They both fall silent for a moment, Steve listening to his breathing go slower and steadier as the adrenaline loosens its grip on his blood. Then the realization catches up with him, a burst of shock so sudden it pulls him fully awake again, and he nearly sits up again before he can stall the movement.

“Wait,” he says, the word too loud for the sleep-quiet of the room. “ _Bucky_?”

“Mh?” It’s darker-shaded, starting to dip into the outline of irritation at being kept awake, the tone as familiar as the sound of Steve’s name in that voice.

He wants to ask. The familiarity of the exchange blurred the extraordinary edges of the occurrence, the same way Steve sometimes doesn’t remember what year it is for minutes after waking up. It’s easiest to lose himself when he’s only partially awake, until Bucky knowing his name is so obvious it’s not worth commenting upon. But it  _is_  worth commenting upon, his heart is pounding harder in his chest than it did when he woke, he can’t catch his breath for the dozens of words on the tip of his tongue.
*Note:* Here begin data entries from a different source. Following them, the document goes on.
PR #625, opened 2024-02-22
Ms no longer used in starry models; batman `w` parameter no long must be between (0,360); minor tweaks

taylorbell57:
The requirement for Ms was always a nuisance since it could potentially crash the code if Ms was larger than allowed by Kepler's 3rd law. The only reason it was added was so that starry would be able to accept both a/Rs and Porb, but Everett Schlawin pointed out to me that we can just set Mp=0 and then solve for Ms which is way easier and removes that nuisance parameter.

Some folks allow negative omega values, and sometimes its useful to use a prior like Intial Guess +/- 180 so that your fits don't end up bi-modal if they're near 0 or 360.

Finally, sometimes curve_fit will fail to converge with the default maxfev value, so I just increased it by 10x which solved my problems. Might be worth changing this to scipy.optimize.minimize and using Powell instead since that's been working so well for us elsewhere.

### DIFF
--- a/docs/source/ecf.rst
+++ b/docs/source/ecf.rst
@@ -1038,13 +1038,8 @@ This file describes the transit/eclipse and systematics parameters and their pri
 
          This parameter is recommended for batman_ecl fits as it allows for a conversion of a/R* to physical units in order to account for light travel time.
          If not provided for batman_ecl fits, the finite speed of light will not be accounted for.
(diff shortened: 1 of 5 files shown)


kevin218 (changes requested):
Check the flake8 issue

kevin218 (approved):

Bucky sighs, twists in closer to fit himself in against Steve’s shoulder. With his eyes shut his features look younger, softened backwards in time over the span of decades until Steve can imagine himself smaller, thinner, the weight of Bucky’s arm over him a restraint in more than psychology alone. Something arcs in his blood, pleasure so sharp it aches into hurt behind his eyes, presses his lashes against his cheeks even as he ducks his head in to sigh the shaky gratitude of an exhale into Bucky’s hair.

Tomorrow they will be broken, the two of them forever visitors in a world not their own. The unfamiliar shadows will be in Bucky’s eyes, the ones standing like a wall between the memories Steve craves more than any of the drugs that can no longer affect his altered metabolism. And perhaps Bucky won’t know the difference between his name and Steve’s own, come the morning. But Steve stays quiet anyway, lets Bucky’s breathing dip slow and heavy into unconsciousness as his own painful joy soothes into contentment warm and comforting under his skin.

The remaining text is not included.